OOG VOOR DE NATUURLIJKE GROEIWIJZE
Bij een krooncorrectie is het belangrijk dat de boom zijn natuurlijke groeivorm behoudt. Er wordt gekeken of de boom gelijkmatig vertakt en evenwichtig van vorm is. Een goed ontwikkelde boom valt over het algemeen op door één doorlopende stam. Er zijn echter ook soorten die een aantal zware, min of meer gelijkwaardige hoofdtakken ontwikkelen, als het ware een struikvorm op stam. Hier gaan we met name in op de vorm met doorlopende stam, omdat het belangrijk is takken die die vorm verstoren tijdig weg te halen.
ÉÉN DOORLOPENDE STAM
In de praktijk ontwikkelen bomen regelmatig meerdere nieuwe toppen. Hierdoor krijgt de boom uiteindelijk een dubbele stam. Om dat te voorkomen, moet één van de twee toppen worden verwijderd. Daarbij wordt de meest rechte en doorlopende top intact gelaten en wordt de tweede top gesnoeid. Dat weghalen gebeurt zo dicht mogelijk tegen de stam, maar wel met behoud van de takkraag. Die takkraag is te herkennen aan de tekening van de bast.
De structuur van de bast van de hoofdstam verbreedt zich iets op de plaats waar de zijtak aanhecht. De structuur van de bast van de zijtak staat daar haaks op. Daartussen moet de zijtak worden afgezaagd. Enige kronkels of andere grilligheden in de stam verdwijnen vanzelf met het ouder worden. De snoeiwond moet met wondbehandelingsmiddel worden ingesmeerd.
ZUIGERS EN ANDERE ONGEWENSTE TAKKEN
Een mooie kroonopbouw wordt ook nogal eens verstoord door zogeheten zuigers, ook wel concurrerende takken genoemd. Dat zijn verticaal groeiende takken die dwars door de kroon groeien. De zuigers worden in hun geheel verwijderd, waarbij wel rekening wordt gehouden met de takkenkraag waar de zuiger uit voortkomt.

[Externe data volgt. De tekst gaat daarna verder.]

PR #384, opened 2026-05-12
[featured] fix stale FEATURE entry after concurrent package uninstall

DavidZagury:
**Why I did it**

After uninstalling a SONiC application package, the feature could reappear in show feature status with an incomplete entry (state: disabled, missing auto_restart, set_owner, etc.), even though the package was fully removed. This was caused by a race between featured and sonic-package-manager during uninstall.

sonic-package-manager unblocks as soon as featured writes disabled to STATE_DB, then immediately runs deregister() which deletes the FEATURE entry from CONFIG_DB. At that point featured is still inside its handler and has not finished writing back to CONFIG_DB. Two code paths independently recreate the deleted entry with partial data:

1. sync_feature_scope — called after a successful disable_feature(), it writes has_per_asic_scope and has_global_scope back to CONFIG_DB. disable_feature() writes disabled to STATE_DB as its last step, which immediately unblocks spm; by the time sync_feature_scope runs, spm may have already deleted the entry. mod_entry on a missing Redis key recreates the hash with only those two fields — no state key. featured then receives a notification for this partial entry, reads state=None, and logs ERR featured: Unexpected state value 'None' for feature <name>.
2. resync_feature_state — called when update_feature_state() fails (e.g. systemctl start fails because the service file was already removed by the concurrent uninstall). The enable path is triggered by config feature state <name> enabled followed immediately by sonic-package-manager uninstall. Spm unblocks on the earlier STATE_DB disabled written during install processing, removes the service file, and deletes the FEATURE entry — all while featured is still waiting for systemctl start to complete. When start fails, resync_feature_state is called and finds either a fully absent entry or the partial entry left by (1). In both cases current_feature_state is None, _feature_state_is_template(None) evaluates True, and mod_entry({state: disabled}) is called — completing or creating a ghost FEATURE record in CONFIG_DB that persists after the package is gone.

**How I did it**

Three guards added to featured:

- sync_feature_scope — post-write check: after both mod_entry calls, re-read the entry. If it exists but has no state key, the write raced with deregister and recreated a deleted key; delete the partial entry immediately.
- resync_feature_state — deleted-entry check: if get_entry() returns an empty dict, return without touching CONFIG_DB.
- resync_feature_state — partial-entry check: if the entry is non-empty but has no state key, it is the artifact from sync_feature_scope; delete it rather than completing the ghost record by writing the state field back.

Additionally, the ERR log for state=None in update_feature_state is suppressed since state=None means the FEATURE entry was deleted by a concurrent uninstall while the notification was queued — not a programming error. Any other unexpected non-None state still logs ERR.


vivekrnv (approved):

Sourabh-Kumar7:
@saiarcot895 could you please help review? Thanks.

Sourabh-Kumar7:
@DavidZagury can you please take a look at copilot's comments. Also please resolve the conflicts. thanks

DavidZagury:
> @DavidZagury can you please take a look at copilot's comments. Also please resolve the conflicts. thanks

@Sourabh-Kumar7 resolved

saiarcot895 (approved):

rookie-who:
Hi — this PR is flagged for cherry-pick to the **202605 branch** (`Request for 202605 Branch`). To move forward with the cherry-pick, could you please:

1. **Test this change on the 202605 branch** and add the test results to the PR description
2. **Add the label `Tested for 202605 branch`** once testing is complete

This helps us track readiness and ensures we don't cherry-pick untested changes. Thanks!

*Comment by @vaibhavhd via automated tooling*

rookie-who:
Hi — this PR has a cherry-pick conflict for the **202605 branch** (`Cherry Pick Conflict_202605`). Could you please rebase or resolve the conflict so we can proceed with the cherry-pick?

If you need help identifying the conflicting changes, let us know. Thanks!

*Comment by @vaibhavhd via automated tooling*

yxieca (approved):
## Review — Approve

The fix correctly addresses the stale `FEATURE` entry left behind when a package is uninstalled concurrently with feature resync. The guard "if the entry was deleted by a concurrent deregister, don't recreate it" plus the partial-entry cleanup is the right shape, and the tests exercise both the missing-entry and partial-entry (no `state` key) race paths.

### Findings (non-blocking)

- **Consistency (nit):** All new and existing `set_entry`/`get_entry`/`mod_entry` calls use the `FEATURE_TBL` constant — good; keep it that way (the 202605 backport PR #411 hardcodes `'FEATURE'` in one spot, which is functionally identical but breaks the constant convention). Nothing to change here in #384.
- The partial-entry deletion path relies on `set_entry(..., None)`; the added test asserting `set_entry` is called with `None` covers this well.

No blocking issues.

---
AI-assisted review, reviewed and approved by Ying Xie (@yxieca).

In een 'ideale' kroon van een boom groeien de takken regelmatig naar buiten. De ideale boom bestaat echter niet, dus zullen er altijd takken zijn die dwars door de kroon groeien. Zeker wanneer de takken zich gaan verdikken, kunnen ze tegen en zelfs in elkaar gaan groeien, wat op den duur flinke schade aan de kroon kan opleveren. Daarom worden die ongewenste takken uit de kroon verwijderd, zodat alle takken gelijkmatig naar buiten kunnen groeien zonder dat ze andere takken raken.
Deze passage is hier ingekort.